PR #582, opened 2020-11-12
Rewritten external identity storage, added support for Redis

rogeralsing:


benchmarks/ClusterBenchmark/Program.cs
```diff
@@ -159,10 +160,11 @@ private static IClusterProvider ClusterProvider()
             }
         }
 
-        private static MongoIdentityLookup GetIdentityLookup()
+        private static IIdentityLookup GetIdentityLookup()
         {
             var db = GetMongo();
-            var identity = new MongoIdentityLookup("mycluster", db);
+            var identity = new IdentityStorageLookup(
+                new MongoIdentityStorage("mycluster", db.GetCollection<PidLookupEntity>("pids")));
```
rogeralsing, line 167: Should we make "pids" configurable?

mhelleborg: This is configurable, since it is passed in by the user

rogeralsing: doh, it's in the consumer code, my bad

rogeralsing:
Looks rock solid, I can't find anything that needs changing. 👍🏻

mhelleborg:
I have one more change I want to add, but it requires changing the IIdentityLookup interface. When retrieving a PID from IdentityLookup and getting a dead letter response, we should purge it..

mhelleborg:
@rogeralsing Should we update the IdentityLookup interface to support this?

rogeralsing:
Sure lets go for that

PR #585, opened 2020-11-13
Refactoring remote layer & GrpcNet

Damian-P:
As discussed in #411 I refactored the remote layer and abstracted the Remote class to give us the ability to choose between GrpcCore and GrpcNet.

The Cluster layer uses the extensions to access the remote layer.
Before creating the cluster instance with this PR, we need to add the Remote plugin to an actor system.


src/Proto.Remote.GrpcCore/RemoteConfig.cs
```diff
@@ -0,0 +1,34 @@
...
+
+namespace Proto.Remote
+{
+    public record RemoteConfig : RemoteConfigBase
+    {
+        protected RemoteConfig(string host, int port) : base(host, port)
+        {
+        }
+        
+        public static RemoteConfig BinToAllInterfaces(string advertisedHost, int port = 0) =>
```
rogeralsing: Old typo, BinTo -> BindTo

src/Proto.Remote.GrpcNet/RemoteConfig.cs
```diff
@@ -0,0 +1,29 @@
...
+
+namespace Proto.Remote
+{
+    public record RemoteConfig : RemoteConfigBase
+    {
+        protected RemoteConfig(string host, int port) : base(host, port)
+        {
+
+        }
+        public static RemoteConfig BinToAllInterfaces(string advertisedHost, int port = 0) =>
```
rogeralsing: Same typo, BinTo -> BindTo

rogeralsing:
This is great 🎉 

Some questions,
If someone uses the Grpc.NET version, and does so from an Asp.NET core app, is there a separate startup in that case or can it still safely do all the bootstrapping of configuring kestrel etc seen here? https://github.com/AsynkronIT/protoactor-dotnet/pull/585/files#diff-08dae864959e2426048096def86528a42ebf4988ddaf15e0b62096e79034d520R33

Have you done any benchmarks, e.g. RemoteBenchmarks comparing the two versions?

Damian-P:
It's the same startup.
You will find 3 different Remote classes:
- Remote on the GrpcCore side
- Remote on the GrpcNet side
- HostedRemote wich is used in the RemoteHostedService, so it's started with the AspNet app

For example this is a regular AspNet app :
```C#
// This method gets called by the runtime. Use this method to add services to the container.
// For more information on how to configure your application, visit https://go.microsoft.com/fwlink/?LinkID=398940
public void ConfigureServices(IServiceCollection services)
{
    services.AddLogging(loggingBuilder =>
    {
        loggingBuilder.AddSeq(Configuration.GetSection("Seq"));
    });
    services.AddGrpc(options =>
    {
        options.MaxReceiveMessageSize = null;
        options.EnableDetailedErrors = true;
    });
    services.AddSingleton(sp => new ActorSystem().WithServiceProvider(sp));
    services.AddRemote((sp) =>
    {
        RemoteConfig remoteConfig;
        if (HostingEnvironment.IsDevelopment())
            remoteConfig = RemoteConfig.BindToLocalhost(80);
        else
            remoteConfig = RemoteConfig.BinToAllInterfaces(Environment.MachineName, 80);
        remoteConfig = remoteConfig.WithProtoMessages(Messages.ProtosReflection.Descriptor);
        remoteConfig = remoteConfig.WithRemoteKind("HelloActor", Props.FromProducer(() => ActivatorUtilities.GetServiceOrCreateInstance<HelloActor>(sp)));
        return remoteConfig;
    });
    ConsulProvider clusterProvider = new ConsulProvider(new ConsulProviderConfig(), c =>
    {
        c.Address = new Uri($"http://{Configuration.GetValue("ConsulHostname", "127.0.0.1")}:8500");
    });
    services.AddClustering((remoteConfig, sp) =>
        ClusterConfig.Setup("StabilityTestAsp", clusterProvider, new PartitionIdentityLookup(), remoteConfig)
        .WithClusterKind<HelloActor>(sp, "HelloActor")
        .RegisterHelloGrainKind(sp)
    );
    // services.AddGrains<Grains>((grains, sp) => grains.RegisterHelloGrainFactory(() => sp.GetRequiredService<IHelloGrain>()));
    services.AddTransient<IHelloGrain, HelloGrain>();
}

// This method gets called by the runtime. Use this method to configure the HTTP request pipeline.
public void Configure(IApplicationBuilder app, IWebHostEnvironment env, ILoggerFactory loggerFactory)
{
    Log.SetLoggerFactory(loggerFactory);
    if (env.IsDevelopment())
    {
        app.UseDeveloperExceptionPage();
    }

    app.UseRouting();

    app.UseEndpoints(endpoints =>
        {
            endpoints.MapGet("/",
                async context =>
                {
                    await context.Response.WriteAsync(
                        "Communication with gRPC endpoints must be made through a gRPC client. To learn how to create a client, visit: https://go.microsoft.com/fwlink/?linkid=2086909"
                    );
                }
            );
        }
    );
    app.UseProtoRemote();
}
```

src/Proto.Remote/RemoteProcess.cs
```diff
@@ -41,7 +39,7 @@ private void Send(object msg)
 
         private void SendMessage(object msg)
         {
-            _remote.SendMessage(_pid, msg, -1);
+            _endpointManager.SendMessage(_pid, msg, -1);
```
rogeralsing, line 42: Looking at this, makes me wonder if we somehow safely can bypass the `EnsureConnected` part in endpoint manager SendMessage/RemoteDeliver.
if that check is done once and then return some stateful object back to the RemoteProcess, which then holds on to that.
We could likely improve remote throughput by avoiding the dictionary lookup for address for each message.

Not a critical fix for this PR, but still worth thinking about.

Damian-P:
There are some performance benefits but nothing huge. I'm able to send over 2M messages /s in the Remote benchmark.
It looks like dotnet needs to warm up before getting such numbers. 

But the main benefit is to be able to run Proto.Actor anywhere (arm devices for example).

The GrpcNet backend can be easily wired to some Tracing tools like OpenTracing.

Damian-P:
Other thing enabled is this PR is the graceful shutdown. Every request has to be processed for that.
I have some code to enable this in the GO implementation as well.

src/Proto.Remote.GrpcCore/Remote.cs
```diff
@@ -0,0 +1,113 @@
...
+                        System.Address, ex.Message
+                    );
+                    _server.KillAsync().GetAwaiter().GetResult();
+                }
+                Started = false;
+                return Task.CompletedTask;
+            }
+        }
+
+        public void SendMessage(PID pid, object msg, int serializerId)
```
Damian-P: Is it only used in unit tests ?

rogeralsing: Might be after your changes, in the dev branch its used from a few more places

Skärmavbild 2020-11-13 kl  19 40 19

src/Proto.Remote.GrpcCore/Remote.cs
```diff
@@ -0,0 +1,113 @@
...
+using Grpc.Core;
+using Grpc.Health.V1;
+using Grpc.HealthCheck;
+using JetBrains.Annotations;
+using Microsoft.Extensions.Logging;
+
+namespace Proto.Remote
+{
+    [PublicAPI]
+    public class Remote : IRemote
```
mhelleborg: Namespace / class cannot clash, this will collide with the GrpcNet implementation..

rogeralsing:
Some thoughts. 
The effort to make this backwards compatible is impressive, but I do think there is an inconsistency compared to how other parts of PA works.
e.g. Persistence has providers. Cluster has providers.

One could argue that the IRemote also are providers, but this is my current gut feeling, that maybe the Remote object should be the same, and injected with e.g a TransportProvider or something like that.
I have no solid arguments for it rather than the consistency of how the API is shaped.

src/Proto.Remote.GrpcCore/Remote.cs
Damian-P: The idea was to be backward compatible. The client project will only have to reference one Implementation.
But I can change that to be SelfHostedGrpcCoreRemote and SelfHostedGrpcNetRemote or change the namespaces to be Proto.Remote.GrpcNet and Proto.Remote.GrpcCore.

mhelleborg: Doing it with the namespace could be enough I think. Perhaps GrpcNetRemote / GrpcCoreRemote for the classes?

mhelleborg:
One thing I am missing here is a test suite. Ideally we can abstract out a common spec which both providers can be run against.

Have a look at the way it is done for both cluster and identity, where you can run the same tests against multiple implementations. A separate fixture can be provided for each Remote type.

src/Proto.Remote.GrpcCore/GrpcCoreRemote.cs
```diff
@@ -0,0 +1,113 @@
...
+            lock (this)
+            {
+                if (!Started)
+                    return Task.CompletedTask;
+                try
+                {
+                    if (graceful)
+                    {
+                        _endpointManager.Stop();
+                        _server.ShutdownAsync().GetAwaiter().GetResult();
```
mhelleborg: This already returns a task, why not use await?

src/Proto.Remote/EndpointActor.cs
```diff
@@ -0,0 +1,299 @@
...
+        {
+            Logger.LogDebug("[EndpointActor] Connecting to address {Address}", _address);
+            try
+            {
+                _channel = _channelProvider.GetChannel(_address);
+            }
+            catch (Exception e)
+            {
+                Logger.LogError(e, "[EndpointActor] Error connecting to {_address}.", _address);
+                throw e;
```
mhelleborg: This changes the stacktrace, throw without e to keep it..

src/Proto.Remote.GrpcCore/GrpcCoreRemote.cs
Damian-P: We can't await in a lock block. I can to use a semaphore instead.

mhelleborg: You could go with a semaphore then. But if we never re-use the remote after shutdown, you could just set a flag that it is already shut down in a lock..
The rest could be done after the lock block?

**PROBLEM DESCRIPTION:** Only those lines of the entries above that run from the line containing "src/Proto.Remote.GrpcNet/RemoteConfig.cs" to the line containing "- Remote on the GrpcNet side", both included, should be transcribed exactly.

**RESULT OF THE TASK:**
src/Proto.Remote.GrpcNet/RemoteConfig.cs
```diff
@@ -0,0 +1,29 @@
...
+
+namespace Proto.Remote
+{
+    public record RemoteConfig : RemoteConfigBase
+    {
+        protected RemoteConfig(string host, int port) : base(host, port)
+        {
+
+        }
+        public static RemoteConfig BinToAllInterfaces(string advertisedHost, int port = 0) =>
```
rogeralsing: Same typo, BinTo -> BindTo

rogeralsing:
This is great 🎉 

Some questions,
If someone uses the Grpc.NET version, and does so from an Asp.NET core app, is there a separate startup in that case or can it still safely do all the bootstrapping of configuring kestrel etc seen here? https://github.com/AsynkronIT/protoactor-dotnet/pull/585/files#diff-08dae864959e2426048096def86528a42ebf4988ddaf15e0b62096e79034d520R33

Have you done any benchmarks, e.g. RemoteBenchmarks comparing the two versions?

Damian-P:
It's the same startup.
You will find 3 different Remote classes:
- Remote on the GrpcCore side
- Remote on the GrpcNet side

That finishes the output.